Collection entries:
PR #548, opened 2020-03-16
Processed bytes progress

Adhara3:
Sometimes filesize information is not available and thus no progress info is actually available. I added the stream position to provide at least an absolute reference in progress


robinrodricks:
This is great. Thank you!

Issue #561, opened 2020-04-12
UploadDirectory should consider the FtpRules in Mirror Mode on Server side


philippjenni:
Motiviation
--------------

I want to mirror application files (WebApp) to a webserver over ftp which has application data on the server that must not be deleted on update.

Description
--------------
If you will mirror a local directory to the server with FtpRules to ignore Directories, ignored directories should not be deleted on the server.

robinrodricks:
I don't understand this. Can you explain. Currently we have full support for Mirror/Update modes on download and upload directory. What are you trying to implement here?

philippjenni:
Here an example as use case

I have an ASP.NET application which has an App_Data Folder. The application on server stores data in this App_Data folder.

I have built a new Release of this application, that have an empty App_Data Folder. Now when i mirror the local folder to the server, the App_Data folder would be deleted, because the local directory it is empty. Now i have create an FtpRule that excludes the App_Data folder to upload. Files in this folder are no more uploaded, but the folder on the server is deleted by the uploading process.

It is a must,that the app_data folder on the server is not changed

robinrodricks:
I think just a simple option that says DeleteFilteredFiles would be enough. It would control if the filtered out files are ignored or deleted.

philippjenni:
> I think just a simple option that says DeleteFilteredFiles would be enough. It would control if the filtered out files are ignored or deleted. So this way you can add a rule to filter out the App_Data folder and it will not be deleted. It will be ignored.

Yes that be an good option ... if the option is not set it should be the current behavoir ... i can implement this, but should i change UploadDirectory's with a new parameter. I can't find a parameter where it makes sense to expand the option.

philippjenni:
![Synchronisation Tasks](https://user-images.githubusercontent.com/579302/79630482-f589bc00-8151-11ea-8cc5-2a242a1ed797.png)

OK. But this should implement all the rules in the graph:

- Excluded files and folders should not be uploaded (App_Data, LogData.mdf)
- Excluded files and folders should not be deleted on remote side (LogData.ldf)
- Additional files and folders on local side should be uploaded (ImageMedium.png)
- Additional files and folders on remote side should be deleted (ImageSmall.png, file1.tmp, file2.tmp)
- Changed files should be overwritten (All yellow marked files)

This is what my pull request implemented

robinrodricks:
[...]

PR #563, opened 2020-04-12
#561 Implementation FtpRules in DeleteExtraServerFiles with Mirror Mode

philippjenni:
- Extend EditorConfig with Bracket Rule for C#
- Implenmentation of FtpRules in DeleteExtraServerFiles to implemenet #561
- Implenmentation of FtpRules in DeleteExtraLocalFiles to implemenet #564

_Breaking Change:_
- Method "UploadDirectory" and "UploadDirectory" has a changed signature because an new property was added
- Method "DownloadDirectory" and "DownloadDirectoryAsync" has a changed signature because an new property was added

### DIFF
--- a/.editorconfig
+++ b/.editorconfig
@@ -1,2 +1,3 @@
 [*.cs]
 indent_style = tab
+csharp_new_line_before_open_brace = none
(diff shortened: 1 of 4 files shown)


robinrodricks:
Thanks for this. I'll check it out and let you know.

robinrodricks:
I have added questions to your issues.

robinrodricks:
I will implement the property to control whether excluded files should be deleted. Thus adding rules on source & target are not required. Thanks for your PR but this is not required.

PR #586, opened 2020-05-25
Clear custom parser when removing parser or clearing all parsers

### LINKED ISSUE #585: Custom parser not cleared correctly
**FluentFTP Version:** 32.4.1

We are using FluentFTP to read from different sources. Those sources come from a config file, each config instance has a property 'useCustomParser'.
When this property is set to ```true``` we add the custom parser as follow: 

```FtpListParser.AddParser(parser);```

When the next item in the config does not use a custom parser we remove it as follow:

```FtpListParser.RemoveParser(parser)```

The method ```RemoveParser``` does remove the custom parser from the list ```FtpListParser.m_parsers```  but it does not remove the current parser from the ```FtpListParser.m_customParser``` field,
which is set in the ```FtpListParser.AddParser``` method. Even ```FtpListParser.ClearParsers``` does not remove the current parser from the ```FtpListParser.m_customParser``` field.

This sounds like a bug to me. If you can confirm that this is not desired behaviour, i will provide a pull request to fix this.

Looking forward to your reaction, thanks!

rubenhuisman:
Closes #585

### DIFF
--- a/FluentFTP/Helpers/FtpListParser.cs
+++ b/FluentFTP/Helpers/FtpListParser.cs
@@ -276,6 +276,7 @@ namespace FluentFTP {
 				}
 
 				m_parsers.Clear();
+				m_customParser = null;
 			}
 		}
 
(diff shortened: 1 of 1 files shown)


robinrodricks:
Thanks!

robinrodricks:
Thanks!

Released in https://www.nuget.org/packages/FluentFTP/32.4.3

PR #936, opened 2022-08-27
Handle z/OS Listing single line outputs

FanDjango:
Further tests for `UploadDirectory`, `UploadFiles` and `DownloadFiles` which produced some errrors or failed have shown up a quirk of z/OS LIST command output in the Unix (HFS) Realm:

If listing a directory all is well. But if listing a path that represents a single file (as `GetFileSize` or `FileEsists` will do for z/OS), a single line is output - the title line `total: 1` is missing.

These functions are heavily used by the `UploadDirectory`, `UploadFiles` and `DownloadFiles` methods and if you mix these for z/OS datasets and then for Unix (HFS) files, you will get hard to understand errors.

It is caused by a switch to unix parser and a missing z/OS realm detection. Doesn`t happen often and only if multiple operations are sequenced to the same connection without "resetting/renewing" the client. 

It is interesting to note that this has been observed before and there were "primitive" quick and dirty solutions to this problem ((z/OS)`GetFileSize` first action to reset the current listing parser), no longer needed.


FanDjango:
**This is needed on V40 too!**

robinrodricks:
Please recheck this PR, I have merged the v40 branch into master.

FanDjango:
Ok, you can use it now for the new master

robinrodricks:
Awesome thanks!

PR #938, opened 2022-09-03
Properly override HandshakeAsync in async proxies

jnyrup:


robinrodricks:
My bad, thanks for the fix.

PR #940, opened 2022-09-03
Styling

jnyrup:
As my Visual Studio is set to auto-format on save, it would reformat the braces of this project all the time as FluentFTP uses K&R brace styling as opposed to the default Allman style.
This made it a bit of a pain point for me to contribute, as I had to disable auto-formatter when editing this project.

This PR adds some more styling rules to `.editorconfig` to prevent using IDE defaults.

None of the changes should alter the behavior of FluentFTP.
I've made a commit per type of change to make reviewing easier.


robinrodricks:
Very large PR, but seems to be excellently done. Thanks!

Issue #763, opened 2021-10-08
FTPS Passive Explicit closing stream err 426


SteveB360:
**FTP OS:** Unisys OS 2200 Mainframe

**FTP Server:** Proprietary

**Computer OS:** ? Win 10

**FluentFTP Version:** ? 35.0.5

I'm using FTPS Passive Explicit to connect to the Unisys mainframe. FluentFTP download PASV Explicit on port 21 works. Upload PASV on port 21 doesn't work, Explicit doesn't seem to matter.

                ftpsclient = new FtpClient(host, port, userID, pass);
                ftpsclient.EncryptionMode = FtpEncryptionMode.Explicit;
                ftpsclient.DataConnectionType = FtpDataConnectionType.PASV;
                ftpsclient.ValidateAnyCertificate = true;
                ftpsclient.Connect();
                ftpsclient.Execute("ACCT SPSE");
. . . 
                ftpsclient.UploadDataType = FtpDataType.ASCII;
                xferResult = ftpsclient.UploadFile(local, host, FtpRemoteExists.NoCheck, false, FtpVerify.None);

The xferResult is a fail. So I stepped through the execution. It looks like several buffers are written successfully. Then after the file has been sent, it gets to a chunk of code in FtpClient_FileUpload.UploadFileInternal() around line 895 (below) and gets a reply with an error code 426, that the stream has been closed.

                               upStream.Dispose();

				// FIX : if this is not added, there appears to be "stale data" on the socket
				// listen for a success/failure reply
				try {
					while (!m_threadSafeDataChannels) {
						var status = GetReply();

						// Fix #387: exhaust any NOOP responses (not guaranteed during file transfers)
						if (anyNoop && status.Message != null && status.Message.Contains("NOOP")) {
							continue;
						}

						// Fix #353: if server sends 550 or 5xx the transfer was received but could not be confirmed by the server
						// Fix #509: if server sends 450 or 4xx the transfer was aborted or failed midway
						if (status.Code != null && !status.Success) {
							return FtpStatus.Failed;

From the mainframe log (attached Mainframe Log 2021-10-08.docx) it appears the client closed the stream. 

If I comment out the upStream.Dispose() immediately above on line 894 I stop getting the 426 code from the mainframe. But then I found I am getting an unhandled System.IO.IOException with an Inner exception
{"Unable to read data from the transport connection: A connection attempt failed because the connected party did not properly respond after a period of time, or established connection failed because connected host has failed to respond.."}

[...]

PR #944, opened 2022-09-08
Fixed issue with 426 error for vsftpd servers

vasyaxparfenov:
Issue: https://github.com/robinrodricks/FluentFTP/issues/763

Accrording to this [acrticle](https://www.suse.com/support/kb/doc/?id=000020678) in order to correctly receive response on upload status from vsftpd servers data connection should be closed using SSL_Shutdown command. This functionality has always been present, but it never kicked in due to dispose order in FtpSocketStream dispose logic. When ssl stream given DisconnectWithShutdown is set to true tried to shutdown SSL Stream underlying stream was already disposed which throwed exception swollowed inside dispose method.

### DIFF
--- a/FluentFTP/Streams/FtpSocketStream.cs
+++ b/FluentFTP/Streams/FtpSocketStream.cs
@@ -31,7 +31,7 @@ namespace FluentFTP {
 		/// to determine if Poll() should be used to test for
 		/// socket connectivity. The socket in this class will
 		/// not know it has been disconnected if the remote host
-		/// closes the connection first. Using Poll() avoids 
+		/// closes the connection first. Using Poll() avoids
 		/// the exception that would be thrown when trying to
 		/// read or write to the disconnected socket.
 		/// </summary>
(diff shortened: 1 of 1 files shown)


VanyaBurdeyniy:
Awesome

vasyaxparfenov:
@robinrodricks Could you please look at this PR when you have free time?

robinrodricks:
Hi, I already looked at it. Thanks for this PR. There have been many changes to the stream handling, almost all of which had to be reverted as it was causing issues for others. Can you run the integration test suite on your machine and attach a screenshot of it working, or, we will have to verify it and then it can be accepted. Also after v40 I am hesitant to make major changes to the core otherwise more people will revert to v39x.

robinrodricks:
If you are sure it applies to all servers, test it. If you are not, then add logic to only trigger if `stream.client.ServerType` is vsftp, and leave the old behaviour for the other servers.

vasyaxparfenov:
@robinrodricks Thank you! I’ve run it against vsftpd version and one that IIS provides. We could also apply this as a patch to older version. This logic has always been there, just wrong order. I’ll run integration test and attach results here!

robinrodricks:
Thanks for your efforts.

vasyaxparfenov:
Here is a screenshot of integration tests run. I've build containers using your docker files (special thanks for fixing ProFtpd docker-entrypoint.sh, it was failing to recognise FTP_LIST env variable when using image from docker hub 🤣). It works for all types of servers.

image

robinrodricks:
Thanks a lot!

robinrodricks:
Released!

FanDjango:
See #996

...

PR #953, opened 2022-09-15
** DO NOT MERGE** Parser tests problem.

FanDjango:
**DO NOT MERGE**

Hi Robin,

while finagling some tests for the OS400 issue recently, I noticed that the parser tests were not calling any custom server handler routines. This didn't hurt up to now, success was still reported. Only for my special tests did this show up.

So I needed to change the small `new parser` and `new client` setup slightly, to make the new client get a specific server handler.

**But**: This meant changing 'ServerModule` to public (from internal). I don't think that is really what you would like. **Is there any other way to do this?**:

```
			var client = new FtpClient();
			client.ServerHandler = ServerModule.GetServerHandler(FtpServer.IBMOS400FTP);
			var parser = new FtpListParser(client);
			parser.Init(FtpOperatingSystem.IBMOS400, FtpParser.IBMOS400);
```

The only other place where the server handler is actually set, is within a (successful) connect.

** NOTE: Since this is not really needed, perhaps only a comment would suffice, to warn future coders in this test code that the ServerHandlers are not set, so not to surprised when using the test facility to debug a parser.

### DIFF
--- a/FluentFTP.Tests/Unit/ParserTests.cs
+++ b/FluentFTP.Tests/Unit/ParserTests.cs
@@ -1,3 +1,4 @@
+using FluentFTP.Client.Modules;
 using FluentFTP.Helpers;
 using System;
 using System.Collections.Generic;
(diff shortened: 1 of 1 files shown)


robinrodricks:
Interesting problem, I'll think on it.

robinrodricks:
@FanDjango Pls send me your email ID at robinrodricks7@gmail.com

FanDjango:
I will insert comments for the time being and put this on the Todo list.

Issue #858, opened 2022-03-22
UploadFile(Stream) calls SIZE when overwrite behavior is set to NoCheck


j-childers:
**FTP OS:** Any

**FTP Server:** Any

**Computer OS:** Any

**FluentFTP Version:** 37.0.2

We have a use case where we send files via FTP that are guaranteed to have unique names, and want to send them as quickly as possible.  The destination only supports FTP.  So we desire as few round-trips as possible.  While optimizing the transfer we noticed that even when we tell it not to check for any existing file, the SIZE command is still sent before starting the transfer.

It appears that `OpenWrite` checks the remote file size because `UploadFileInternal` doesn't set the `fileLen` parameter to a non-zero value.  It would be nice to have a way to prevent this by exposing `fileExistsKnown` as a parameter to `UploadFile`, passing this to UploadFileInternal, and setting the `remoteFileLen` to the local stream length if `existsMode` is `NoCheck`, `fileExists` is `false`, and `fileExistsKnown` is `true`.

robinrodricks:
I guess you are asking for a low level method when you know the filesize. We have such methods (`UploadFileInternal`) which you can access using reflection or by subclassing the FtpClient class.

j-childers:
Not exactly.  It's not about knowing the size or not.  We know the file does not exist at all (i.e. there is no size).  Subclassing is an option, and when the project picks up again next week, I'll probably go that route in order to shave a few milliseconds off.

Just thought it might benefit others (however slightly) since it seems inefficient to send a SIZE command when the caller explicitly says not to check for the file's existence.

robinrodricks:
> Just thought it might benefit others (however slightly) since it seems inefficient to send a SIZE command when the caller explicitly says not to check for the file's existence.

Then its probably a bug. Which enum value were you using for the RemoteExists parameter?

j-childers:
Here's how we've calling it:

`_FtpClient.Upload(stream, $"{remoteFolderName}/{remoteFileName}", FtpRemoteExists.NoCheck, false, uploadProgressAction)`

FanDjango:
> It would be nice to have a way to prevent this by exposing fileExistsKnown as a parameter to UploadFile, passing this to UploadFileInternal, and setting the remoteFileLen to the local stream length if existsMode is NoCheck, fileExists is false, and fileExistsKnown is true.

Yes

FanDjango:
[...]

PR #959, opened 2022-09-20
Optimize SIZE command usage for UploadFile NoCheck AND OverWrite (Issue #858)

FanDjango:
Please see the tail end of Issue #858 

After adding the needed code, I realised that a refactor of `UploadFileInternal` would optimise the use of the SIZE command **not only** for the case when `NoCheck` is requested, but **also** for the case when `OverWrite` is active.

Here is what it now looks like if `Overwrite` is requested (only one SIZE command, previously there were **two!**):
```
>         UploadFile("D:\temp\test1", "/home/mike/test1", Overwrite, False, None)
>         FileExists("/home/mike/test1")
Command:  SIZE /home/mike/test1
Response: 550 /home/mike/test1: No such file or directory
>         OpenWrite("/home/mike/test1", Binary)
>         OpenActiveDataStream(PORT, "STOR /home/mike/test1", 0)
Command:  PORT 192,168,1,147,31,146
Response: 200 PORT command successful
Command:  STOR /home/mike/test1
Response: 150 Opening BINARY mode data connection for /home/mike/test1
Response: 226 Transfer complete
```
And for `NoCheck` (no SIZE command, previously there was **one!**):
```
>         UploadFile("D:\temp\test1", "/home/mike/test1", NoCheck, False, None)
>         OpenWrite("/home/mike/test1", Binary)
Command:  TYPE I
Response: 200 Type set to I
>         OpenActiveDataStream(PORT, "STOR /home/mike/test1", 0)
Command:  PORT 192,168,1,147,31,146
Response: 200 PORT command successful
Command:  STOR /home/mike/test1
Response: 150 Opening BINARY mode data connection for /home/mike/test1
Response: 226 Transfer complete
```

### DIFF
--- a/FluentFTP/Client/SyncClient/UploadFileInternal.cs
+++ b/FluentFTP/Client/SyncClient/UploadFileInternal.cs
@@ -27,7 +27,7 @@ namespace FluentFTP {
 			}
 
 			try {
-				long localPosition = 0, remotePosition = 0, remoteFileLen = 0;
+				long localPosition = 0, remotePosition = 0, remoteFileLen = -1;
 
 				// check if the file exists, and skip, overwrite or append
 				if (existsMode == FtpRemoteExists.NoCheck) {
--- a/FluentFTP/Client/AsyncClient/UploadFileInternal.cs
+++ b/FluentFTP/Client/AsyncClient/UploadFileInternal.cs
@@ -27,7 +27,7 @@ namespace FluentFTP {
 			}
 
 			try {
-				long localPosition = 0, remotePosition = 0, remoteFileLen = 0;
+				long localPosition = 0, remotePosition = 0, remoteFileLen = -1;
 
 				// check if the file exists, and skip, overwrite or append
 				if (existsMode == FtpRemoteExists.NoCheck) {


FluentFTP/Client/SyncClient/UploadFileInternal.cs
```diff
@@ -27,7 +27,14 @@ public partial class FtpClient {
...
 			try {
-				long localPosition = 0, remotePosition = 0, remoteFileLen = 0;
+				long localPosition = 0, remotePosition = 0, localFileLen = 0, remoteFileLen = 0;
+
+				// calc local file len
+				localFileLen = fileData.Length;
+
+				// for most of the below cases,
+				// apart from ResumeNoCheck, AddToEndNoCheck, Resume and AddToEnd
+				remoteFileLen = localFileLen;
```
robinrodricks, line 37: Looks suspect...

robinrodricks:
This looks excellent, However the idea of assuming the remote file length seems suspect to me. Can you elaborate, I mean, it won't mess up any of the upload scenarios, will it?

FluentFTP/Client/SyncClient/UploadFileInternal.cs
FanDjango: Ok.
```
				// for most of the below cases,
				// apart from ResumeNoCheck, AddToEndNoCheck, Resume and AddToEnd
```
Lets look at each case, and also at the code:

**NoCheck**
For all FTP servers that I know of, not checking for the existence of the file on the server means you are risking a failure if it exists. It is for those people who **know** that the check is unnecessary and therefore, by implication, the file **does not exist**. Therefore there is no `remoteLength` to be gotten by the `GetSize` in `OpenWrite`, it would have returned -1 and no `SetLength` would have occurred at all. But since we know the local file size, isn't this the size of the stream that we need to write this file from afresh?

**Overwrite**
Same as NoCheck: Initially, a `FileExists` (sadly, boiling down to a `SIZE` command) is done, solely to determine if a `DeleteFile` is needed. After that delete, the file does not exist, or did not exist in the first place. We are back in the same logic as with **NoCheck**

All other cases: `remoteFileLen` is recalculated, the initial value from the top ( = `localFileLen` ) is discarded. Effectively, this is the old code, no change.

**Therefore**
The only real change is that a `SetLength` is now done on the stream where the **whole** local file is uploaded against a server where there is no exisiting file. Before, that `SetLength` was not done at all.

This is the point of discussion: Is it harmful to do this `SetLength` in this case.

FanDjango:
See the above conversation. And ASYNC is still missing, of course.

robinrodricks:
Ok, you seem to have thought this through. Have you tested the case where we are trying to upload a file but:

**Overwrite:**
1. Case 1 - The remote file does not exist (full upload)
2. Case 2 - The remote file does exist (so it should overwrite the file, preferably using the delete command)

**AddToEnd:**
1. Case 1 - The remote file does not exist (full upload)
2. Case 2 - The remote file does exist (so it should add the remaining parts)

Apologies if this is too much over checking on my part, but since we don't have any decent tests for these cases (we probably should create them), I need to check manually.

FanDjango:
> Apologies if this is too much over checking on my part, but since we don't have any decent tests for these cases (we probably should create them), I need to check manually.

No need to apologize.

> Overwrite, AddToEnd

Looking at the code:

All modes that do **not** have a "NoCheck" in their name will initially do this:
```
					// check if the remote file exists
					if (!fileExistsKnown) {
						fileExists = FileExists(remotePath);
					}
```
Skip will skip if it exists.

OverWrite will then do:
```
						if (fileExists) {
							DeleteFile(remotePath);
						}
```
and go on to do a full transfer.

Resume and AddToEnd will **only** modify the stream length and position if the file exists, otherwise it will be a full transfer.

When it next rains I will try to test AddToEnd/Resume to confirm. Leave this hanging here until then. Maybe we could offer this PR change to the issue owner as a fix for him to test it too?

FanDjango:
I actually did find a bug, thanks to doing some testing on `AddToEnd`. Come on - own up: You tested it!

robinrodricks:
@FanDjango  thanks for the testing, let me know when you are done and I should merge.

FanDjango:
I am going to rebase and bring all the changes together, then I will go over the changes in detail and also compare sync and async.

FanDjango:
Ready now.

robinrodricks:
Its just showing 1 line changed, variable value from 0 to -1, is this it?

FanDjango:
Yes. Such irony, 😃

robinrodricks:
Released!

== Directions for this task ==
For the lines above, output exactly those from the line containing "PR #548, opened 2020-03-16" through the line containing "Here an example as use case", and skip the others.

== Expected output ==
PR #548, opened 2020-03-16
Processed bytes progress

Adhara3:
Sometimes filesize information is not available and thus no progress info is actually available. I added the stream position to provide at least an absolute reference in progress


robinrodricks:
This is great. Thank you!

Issue #561, opened 2020-04-12
UploadDirectory should consider the FtpRules in Mirror Mode on Server side


philippjenni:
Motiviation
--------------

I want to mirror application files (WebApp) to a webserver over ftp which has application data on the server that must not be deleted on update.

Description
--------------
If you will mirror a local directory to the server with FtpRules to ignore Directories, ignored directories should not be deleted on the server.

robinrodricks:
I don't understand this. Can you explain. Currently we have full support for Mirror/Update modes on download and upload directory. What are you trying to implement here?

philippjenni:
Here an example as use case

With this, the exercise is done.